The fleet positioned itself between where the Borg were and Earth. The Borg were going in their typical straight line. Warping around them isn't their style. Since they weren't threatened by the fleet, they just plowed through them (like the "mars defense perimeter" drones) and kept going. But destroying escape pods might have meant going slightly out of their way, wasting time. So they didn't bother.
 
Hmm. What we see in the DS9 episode, and hear in the TNG episode, is them bothering. They bother to stop (which they didn't do in ST:FC). They bother to ask pretty please for the Feds to surrender and offer their necks for a dose of nanoprobes. And then they bother to hold ships in tractor beams and carve them out one by one. And then they bother to fly a corkscrew path so that they can visit all the planets in the Sol system before settling on Earth orbit. On which they apparently just politely sit and wait, even though the heroes just moments before said they'd be 27 minutes late, and even after the Borg coffee break are 2 minutes late.
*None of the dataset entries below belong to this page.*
PR #16031, opened 2026-05-07
runner: Remove CGO engines, use llama-server exclusively for GGML models

dhiltgen:
Replaces #15122

Remove the vendored GGML and llama.cpp backend, CGO runner, GGML-based Go model implementations, and sample. llama-server (built from upstream llama.cpp via FetchContent) is now the sole inference engine for GGUF-based models. (Safetensor based models continue to run on the new MLX engine.) This allows us to more rapidly pick up new capabilities from llama.cpp as they come out.

On windows this now requires recent AMD driver versions to support ROCm v7 as llama.cpp currently does not support building against v6.

This includes a temporary patch and compatibility layer for llama.cpp for Ollama specific GGUFs whose metadata or
tensor layout does not match llama.cpp's current loaders. The goal is to minimize user disruption during a transition phase to llama.cpp-compatible GGUFs with manifest-list support. Ultimately this patch should be removed and Ollama should run against unmodified upstream loaders.

PR #16241, opened 2026-05-20
ggml: increase model load chunk size

cl0ckt0wer:
## Summary

Increase the normal ggml model tensor load buffer from 128 KiB to 4 MiB.

This is intentionally a small change: it keeps the current file-backed loading path and only changes the copy chunk used by the common tensor load loop.

## Why

On Windows, loading a full local GGUF blob into memory was fastest with file-backed reads and ~4 MiB copies. Larger chunks were close but did not improve the result enough to justify a bigger default allocation.

Local benchmark setup:
- OS: Windows
- Model blob: 23,938,321,664 bytes
- Path: `%USERPROFILE%\.ollama\models\blobs\sha256-f5ee307a2982106a6eb82b62b2c00b575c9072145a759ae4660378acda8dcf2d`
- Measurement: full file materialization into memory, one iteration per chunk size

Representative warm results:

| Path | Chunk | Time |
| --- | ---: | ---: |
| file-backed read | 512 KiB | 4.29s |
| file-backed read | 1 MiB | 4.24s |
| file-backed read | 4 MiB | 4.08s |
| file-backed read | 16 MiB | 4.17s |

I also tested mmap and DirectStorage-to-system-memory paths locally and did not include either in this PR:
- mmap full-copy was much slower than file-backed reads on this workload.
- DirectStorage to system memory was also slower; it may be more relevant for a future D3D12 GPU-resource path, but not for the current ggml loader flow.

## Validation

```powershell
$env:Path = 'C:\Program Files\Go\bin;C:\msys64\ucrt64\bin;' + $env:Path
$env:CGO_ENABLED='1'
go test ./ml/backend/ggml
go build ./runner/ollamarunner
```

### DIFF
--- a/ml/backend/ggml/ggml.go
+++ b/ml/backend/ggml/ggml.go
@@ -44,6 +44,8 @@ var (
 	backends           map[C.ggml_backend_dev_t]C.ggml_backend_t
 )
 
+const modelLoadChunkSize = 4 * format.MebiByte
+
 var initDevices = sync.OnceFunc(func() {
 	ggml.OnceLoad()
 
@@ -602,7 +604,7 @@ func (b *Backend) Load(ctx context.Context, progress func(float32)) error {
 				return nil
 			}
 
-			bts := make([]byte, 128*format.KibiByte)
+			bts := make([]byte, modelLoadChunkSize)
 
 			var s uint64
 			for s < t.Size() {


cl0ckt0wer:
Closing this as obsolete rather than force-pushing it into a different change.

The benchmark and patch were valid for the previous Go CGO GGML loader path, but upstream #16031 removed that target path and current `main` now uses the `llama-server`/`llama.cpp` loader path for GGML models. This PR is therefore conflicted and no longer applies to the code that would handle model loading on current `main`.

I am going to retarget the investigation onto the current `llama.cpp` loader path and only open a follow-up PR if current-main benchmarks show a clear improvement there.

Issue #15921, opened 2026-05-01
OpenAI Compatibility: Support namespace field in tool calls for Responses API parity


rnett:
### What is the issue?
The OpenAI "Responses API" (used by tools like Codex CLI) has introduced namespaced tool calling. This allows tools to be grouped (e.g., `mcp__tilth__.search`) and expects a response format that includes a top-level `namespace` field alongside the tool `name`.

Currently, Ollama flattens these into a single `name` string in the `/v1/responses` output. This prevents clients that strictly follow the Responses API (like Codex) from resolving the tool call correctly, as they expect the `namespace` field to be preserved if it was provided in the initial tool spec.

### Reproduction Details
1. Provide a tool definition to Ollama that includes a `namespace` field (or is grouped under a namespace type as seen in the newer Responses API).
2. Have the model call that tool.
3. Observe the output JSON.
4. **Actual:** `{"tool_calls": [{"function": {"name": "mcp__server__tool_name", ...}}]}`
5. **Expected (for Responses API parity):** `{"tool_calls": [{"function": {"name": "tool_name", "namespace": "mcp__server__", ...}}]}`

### Relevant log output
N/A (This is a protocol compatibility issue in the OpenAI-compatible translation layer).

### Environment
*   **OS:** Windows 11 / Linux
*   **Ollama version:** 0.4.7+

MukundaKatta:
The Responses API and chat-completions API differ on this exact point, and Ollama emulates the older chat-completions shape, so technically this isn't a bug against the API it claims to implement. The cleaner solution is probably an opt-in flag like `OLLAMA_OPENAI_RESPONSES_PARITY=1` that switches output to the Responses-shaped envelope, leaving the default unchanged for the many existing clients that depend on the current flat `name`. Codex CLI and similar Responses-native clients can flip the flag.

rnett:
🤦 I put the wrong one in the issue - I am using the `/v1/responses` API and seeing this.  I do not think that the completions API needs to be updated, but the responses API should handle this.

pd95:
I was also annoyed that since Codex 0.117+ the MCP calls in Codex didn't work anymore with local Ollama models.
I asked Codex GPT 5.5 for help on analysing and fixing it: #16263 would be the implementation of it.

For me, using Codex, MCP with gpt-oss:20b now works again.

Personally: I wonder why this has not yet been tackled by somebody. Codex 0.117+ is already very old, we are now at 0.133
[...]

PR #16263, opened 2026-05-22
responses: support namespace tool calls

pd95:
## Motivation

OpenAI Responses clients use namespace tools to group related functions while
retaining child names in returned calls. Ollama should preserve that wire
contract in streaming, non-streaming, and continuation requests.

## Dependency

Base: `ollama/ollama:main`. This upstream PR contains only the namespace layer;
it does not depend on the fork's MLX model stack.

## Changes owned by this PR

- Parse nested namespace tool declarations.
- Map namespaced tools through Ollama's flat internal tool representation.
- Restore namespace and child name in Responses output.
- Accept namespaced function-call history.

## Current architecture

The implementation extends Ollama's centralized Responses conversion and
stream converter rather than adding a separate API path.

## Validation

Focused request, output, streaming, ambiguity, and history tests pass. An
exact-head integration check passes non-stream, stream, and history behavior
against a freshly imported tool-capable model.

## Full-stack evidence

Separately, the contributor fork validated this layer inside its v0.32.9 MLX
stack with Linux lint/build, unsigned Darwin build, and release gates. Those
results are integration evidence, not additional scope for this PR.

## Limitations and out of scope

Custom/freeform tools, model runtimes, and packaging are not part of this PR.

## AI assistance

Codex assisted with adapting the implementation and tests and with validation.
The submitted behavior and focused tests were reviewed by the contributor.

### DIFF
--- a/openai/responses.go
+++ b/openai/responses.go
@@ -159,7 +159,8 @@ type ResponsesFunctionCall struct {
 	Type      string `json:"type"`         // always "function_call"
 	CallID    string `json:"call_id"`      // the tool call ID
 	Name      string `json:"name"`         // function name
-	Arguments string `json:"arguments"`    // JSON arguments string
+	Namespace string `json:"namespace,omitempty"`
+	Arguments string `json:"arguments"` // JSON arguments string
 }
 
 func (ResponsesFunctionCall) responsesInputItem() {}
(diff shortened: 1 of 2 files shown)


pd95:
@drifkin would you mind taking a look at this PR (#16263) when you have a chance?

This PR adds support for namespaced tool calls in the OpenAI-compatible Responses API, addressing #15921. It translates `type: "namespace"` tools into Ollama’s existing flat internal tool naming, then restores
the `namespace` field on Responses API function call output items so clients like Codex can resolve MCP tools correctly.

If the approach looks reasonable, I’d appreciate a review or help routing it toward merge.

pd95:
@drifkin, a quick update following the namespace support added by @dhiltgen in #17593—thanks for providing that foundation.

I have rebased and substantially narrowed this PR so it no longer duplicates the basic namespace expansion. It is now a single commit containing only the remaining correctness pieces:

- use one request-scoped, bidirectional namespace/name resolver;
- reject duplicate or ambiguous flattened identities instead of resolving them by declaration order;
- canonicalize dotted, colon, and Codex-style aliases when unambiguous;
- restore namespace identity for mixed web-search/function-call output;
- cover streaming, non-streaming, history, tool-search output, and collision cases with focused tests.

The PR is based directly on current `main`, and its focused tests, repository lint, build, and runtime namespace round-trip checks pass.

Would you be willing to take another look at the updated, reduced diff?

PR #16317, opened 2026-05-26
fix tool_result image content unmarshaling

### LINKED ISSUE #16298: Claude Code + Ollama /v1/messages?beta=true fails when Read tool reads PNG
### What is the issue?

Claude Code + Ollama /v1/messages?beta=true fails when Read tool reads PNG.

Direct top-level image content request to /v1/messages?beta=true works.
Plain text Read works.
PNG Read from Claude Code VS Code fails with:
API Error: 400 Input should be a valid string

Ollama log:
POST "/v1/messages?beta=true" 400

This looks like nested image content inside tool_result is not handled the same way as top-level user image content.

### Relevant log output

```shell

```

### OS

Windows

### GPU

Other

### CPU

Intel

### Ollama version

0.24.0

anishesg:
The /v1/messages endpoint failed with "API Error: 400 Input should be a valid string" when the Read tool returned PNG images wrapped in tool_result blocks. The issue occurred during JSON unmarshaling of nested image content within tool_result content arrays.

Added a custom UnmarshalJSON method to ContentBlock in the codebase that properly handles the Content field when it contains nested content blocks with images. The method preserves compatibility with existing string-based tool results while correctly parsing complex nested structures like image sources with base64 data.

Added regression test TestFromMessagesRequest_WithToolResultImageFromJSON that unmarshals a real JSON request matching the issue scenario.

Fixes #16298

### DIFF
--- a/anthropic/anthropic.go
+++ b/anthropic/anthropic.go
@@ -140,6 +140,60 @@ type ContentBlock struct {
 	Signature string  `json:"signature,omitempty"`
 }
 
+func (cb *ContentBlock) UnmarshalJSON(data []byte) error {
+	// Create an alias type to avoid infinite recursion
+	type Alias ContentBlock
+	aux := &struct {
+		Content json.RawMessage `json:"content,omitempty"`
+		*Alias
+	}{
+		Alias: (*Alias)(cb),
+	}
+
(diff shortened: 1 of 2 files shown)


anishesg:
closing this since #16298 is already resolved elsewhere.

Going for the lifepods would be doubly apt, then. It matches their general trend of bothering, and it matches their specific action of engaging Starfleet assets that are not on their path or an obstacle to them.

Timo Saloniemi
 
...If we want to believe there was an Ahwahnee at the battle, we are free to do so. We may also decide there was a USS Mickey Mouse there to do the rescuing and subsequent cowardly withdrawing. Absolutely nothing precludes us from doing so.

But if we want to back this up with evidence, that is, pseudo-facts from the Trek universe, then we can at best say that yes, there was an Ahwahnee there (because a wreck by that name was filmed and shown even though it's impossible to read the name in the eventual episode), but no, she didn't rescue anybody because we see her dead.